● Required work: The following data has a line with "After giving this" and a line with "from me too". Write out exactly those lines and all the lines between them.

[[ Records shown, beginning ]]

PR #10076, opened 2020-10-21
WIP - generate an acm cert in the e2e job and use it in the cluster

rifelpet:
not intending this to merge this, i'm just testing the ACM permissions on the prow infra. Long term we'll want to setup an e2e test that uses an ACM cert once we come up with a strategy for requesting them. I'm imagining kubetest2 can request the cert and pass it to the cluster via flags or manifest.


rifelpet:
hmm I was expecting either the cluster validation or the e2e tests to fail because of #9756. I'll keep looking into this tomorrow

rifelpet:
Ok, that last error looks to be what I'd expect. We can use this commit to confirm the upcoming NLB + second listener for ACM fixes work as expected.

PR #10077, opened 2020-10-21
Rebrand kops to kOps

hakman:
This should make the purpose of the project more clear.
https://deploy-preview-10077--kubernetes-kops.netlify.app

/cc @justinsb @mikesplain 
/hold for feedback


olemarkus:
This didn't immediately resonate well with me. Does this also change the pronunciation to k-ops?

hakman:
> This didn't immediately resonate well with me. Does this also change the pronunciation to k-ops?

I would say so, but not mandatory.

johngmyers:
I showed the old and suggested logo to someone with graphic design experience and got this feedback:

* The O does not read as capital.
* What is the purpose of the chevron? In the current logo it appears to incorporate a K, but that is not necessary in the new logo.
* What is the purpose of the shading?
* The kerning needs to be adjusted.

What is the typeface? Are there any particular color or design standards we are trying to follow? What are we trying to achieve (other then de-emphasizing the K)?

randomvariable:
+100 on the idea

olemarkus:
After giving this some more thought, I am also 100% on-board with this.

hakman:
Thanks @olemarkus :).
/assign @justinsb

geojaz:
@olemarkus Thanks for confirming, initially i had a similar reaction, but coming back to it, feel like this is the right direction. +1 from me too

geojaz:
@hakman are you specifically waiting for justin's approval? after the discussion in office hours, i'm happy to do it

hakman:
Thanks @geojaz. I think we all agree, so probably should merge and see how the users receive it.
/hold cancel

geojaz (approved):
I think we're ready to do this one, so i'll push the button... With the understanding that we're all trying to do the best we can with the world we live in. And if and when we need to iterate on this, we will.
/lgtm
Thanks all

PR #10080, opened 2020-10-22
WIP: Don't force APIServer --allow-privileged flag to true for k8s 1.19+

johngmyers:
We should use defaults that are less secure than upstream Kubernetes defaults, much less force settings to such less secure values.


johngmyers:
Okay, not sure why kube-apiserver defaults that off. An admission controller would be more in line with current practice and would allow policies more nuanced than "prohibit everything".

PR #10091, opened 2020-10-24
[WIP] Simplify the kops logo

hakman:
Ref: https://github.com/kubernetes/kops/pull/10077


johngmyers:
I showed the old and suggested logo to someone with graphic design experience and got this feedback:

* The O does not read as capital.
* What is the purpose of the chevron? In the current logo it appears to incorporate a K, but that is not necessary in the new logo.
* What is the purpose of the shading?
* The kerning needs to be adjusted.

What is the typeface? Are there any particular color or design standards we are trying to follow? What are we trying to achieve (other then de-emphasizing the K)?

johngmyers:
Perhaps we could use as a design element a more modern helm, without protruding spokes?

hakman:
@johngmyers anything that looks better?
kOps-logos

olemarkus:
If you want to emphasise the ops bit, maybe stylise it kOPS.

hakman:
> If you want to emphasise the ops bit, maybe stylise it kOPS.

That would look like this:
kOPS

johngmyers:
The feedback I got was:

* The kerning is much improved.
* The helm/gear graphics still aren't reading as O. There is a strong tendency to scan as one syllable and the busy graphics distract from the intent to break that.
* The gear element is appropriate for "operations"

I suggested using the gear as an O and got "...maybe."

I suggested using a punctuation graphic between the k and the O and got a better reception. "Perhaps a nonagon dot"

hakman:
Thanks for the feedback @johngmyers. Will do one more iteration.

hakman:
kOps-logo

hakman:
@justinsb will look into this, but will reopen if ever needed.
/close

PR #10098, opened 2020-10-24
[Digital Ocean] Use Debian10 as default image

srikiz:
Cilium leverages and builds on the kernel BPF functionality as well as various subsystems which integrate with BPF. Therefore, host systems are required to run Linux kernel version 4.9.17 or later to run a Cilium agent.

Using Debian10 should ensure we have the latest kernel that Cilium expects.

### DIFF
--- a/upup/pkg/fi/cloudup/populate_instancegroup_spec.go
+++ b/upup/pkg/fi/cloudup/populate_instancegroup_spec.go
@@ -43,7 +43,7 @@ const (
 	defaultMasterMachineTypeDO  = "s-2vcpu-4gb"
 	defaultMasterMachineTypeALI = "ecs.n2.medium"
 
-	defaultDONodeImage  = "debian-9-x64"
+	defaultDONodeImage  = "debian-10-x64"
 	defaultALINodeImage = "centos_7_04_64_20G_alibase_201701015.vhd"
 )
 
--- a/upup/pkg/fi/cloudup/populate_instancegroup_spec.go
+++ b/upup/pkg/fi/cloudup/populate_instancegroup_spec.go
@@ -43,7 +43,7 @@ const (
 	defaultMasterMachineTypeDO  = "s-2vcpu-4gb"
 	defaultMasterMachineTypeALI = "ecs.n2.medium"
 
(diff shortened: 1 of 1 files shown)


upup/pkg/fi/cloudup/populate_instancegroup_spec.go
```diff
@@ -43,7 +43,7 @@ const (
 	defaultMasterMachineTypeDO  = "s-2vcpu-4gb"
 	defaultMasterMachineTypeALI = "ecs.n2.medium"
 
-	defaultDONodeImage  = "debian-9-x64"
+	defaultDONodeImage  = "debian-10-x64"
```
hakman, line 46: One of the big moves in Kops 1.18 was switching to Ubuntu 20.04 as default image for the foreseeable future. Would it be a good idea to do the same for DO?
```suggestion
	defaultDONodeImage  = "ubuntu-20-04-x64"
```

olemarkus:
Especially since citing cilium as the reason, I would go for Ubuntu. Debian uses nftables by default and cilium doesn't support that. Users need various workarounds for switching to iptables legacy to avoid having both legacy and nftables rules at play.

upup/pkg/fi/cloudup/populate_instancegroup_spec.go
srikiz: @timoreimann - Is it okay to switch to ubuntu 20.04 as default image for DO?

timoreimann: Yeah totally fine with me, thanks for asking.

hakman: Thanks @timoreimann. @srikiz could you change the PR and cherrypick to 1.19 branch? There is a beta release for 1.19 coming soon.

hakman:
Thanks @srikiz.
/lgtm
/approve

srikiz:
Thanks @hakman for cherry-picking this into release-1.19 !

hakman:
😉

PR #10101, opened 2020-10-25
Prepare for version 1.20

johngmyers:


permalinks/upgrade_k8s.md
```diff
@@ -8,6 +8,7 @@ Kops will drop support for Kubernetes versions as follows:
 | 1.18         | 1.8 and below                        |
 | 1.19         | 1.9 and 1.10                         |
 | 1.20         | 1.11 and 1.12                        |
+| 1.21         | 1.13 and 1.14                        |
```
hakman, line 11: Maybe we should add another column "Deprecates support for Kubernetes version" and use "Removes" instead of "Drops" in first, to match the release notes wording.

hakman:
Looks fine to me. @rifelpet, maybe you want to take a look also.

rifelpet:
The 1.19 release notes currently mention that only `Terraform-0.12` will be removed, it doesn't mention that `TerraformJSON` will be removed, so we'd need to keep `target_0_11.go` and the `MinimalJSON` integration test unless we decide to also deprecate and remove `TerraformJSON`.

johngmyers:
@rifelpet `TerraformJSON` does nothing unless `Terraform-0.12` is off. So it doesn't make sense to keep `TerraformJSON` as a no-op.

rifelpet:
I was thinking `TerraformJSON` would imply the current `TerraformJSON,-Terraform-0.12` behavior but `-Terraform-0.12` on its own would no longer be valid. #9940 implements much of this so it might be better to defer those changes to that PR. I agree that removing a feature flag that defaults to off shouldn't require a deprecation notice but it might still be helpful to get user feedback, given that the Terraform JSON output is still a valid use-case for Terraform 0.12+.

johngmyers:
I created #10106 to effect that change in the `TerraformJSON` semantics.

rifelpet:
I believe this is ready for a rebase and merge.

PR #10102, opened 2020-10-25
Remove hack/workaround from etcd-manager certificate expiration advisory

hakman:
The hack/workaround works only on some versions so best not to have it at all. Also, I think `--cloudonly` is needed for the rolling-update to work.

[[ Records shown, end ]]

● Output:
After giving this some more thought, I am also 100% on-board with this.

hakman:
Thanks @olemarkus :).
/assign @justinsb

geojaz:
@olemarkus Thanks for confirming, initially i had a similar reaction, but coming back to it, feel like this is the right direction. +1 from me too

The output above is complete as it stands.